§ **Information given**
--*--
PR #189, opened 2018-06-10
[AutoAdd] Add WebUI interface

DjLegolas:
Adds a WebUi interface for AutoAdd plugin.

### DIFF
--- a/deluge/plugins/AutoAdd/deluge/plugins/autoadd/core.py
+++ b/deluge/plugins/AutoAdd/deluge/plugins/autoadd/core.py
@@ -90,6 +90,7 @@ class Core(CorePluginBase):
         self.config.save()
         self.watchdirs = self.config['watchdirs']
 
+        self.rpcserver = component.get('RPCServer')
         component.get('EventManager').register_event_handler(
             'PreTorrentRemovedEvent', self.__on_pre_torrent_removed,
         )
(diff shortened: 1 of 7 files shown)


DjLegolas:
ok, so i added everything but there is something strange.
It doesn't catch any errors returned.. for example look at the ```onAddClick``` in the file ```autoadd_options.js```.
Does the callbacks functions passed to the ajax are ```success``` and ```error```? as only the ```success``` callbacks are being called.

cas--:
Excellent, I shall have a look. I also noticed the multiple listings of autoadd plugin, I'm sure I encountered this before with other plugins but cannot remember the fix atm.

deluge/plugins/AutoAdd/deluge/plugins/autoadd/core.py
```diff
@@ -496,3 +496,13 @@ def __on_pre_torrent_removed(self, torrent_id):
                         'Failed to removed torrent file "%s" from "%s": %s',
                         torrent_fname, copy_torrent_path, ex,
                     )
+
+    @export
+    def is_admin_level(self):
+        rpcserver = component.get('RPCServer')
```
cas--: assign getting the component in the plugin __init__ to `self.rpcserver` and it can be reused in the entire class.

DjLegolas: Done.

DjLegolas:
> I also noticed the multiple listings of autoadd plugin, I'm sure I encountered this before with other plugins but cannot remember the fix atm.

Currently I set the ```prefsPage``` of the plugin as a static member of the ```Deluge.plugins.AutoAddPlugin``` class and check it's value before adding a page.

cas--:
I'm thinking that I'll merge this and deal with the duplicate listing later :)

cas--:
> Does the callbacks functions passed to the ajax are success and error? as only the success callbacks are being called.

Just checked code and it should be `success` and `failure`

DjLegolas:
Ok, now everything suppose to work, including showing errors.

cas--:
Thanks for this, merged!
--*--
Each line of the data above that contains the word "interface" counts once; report the total and add nothing.

2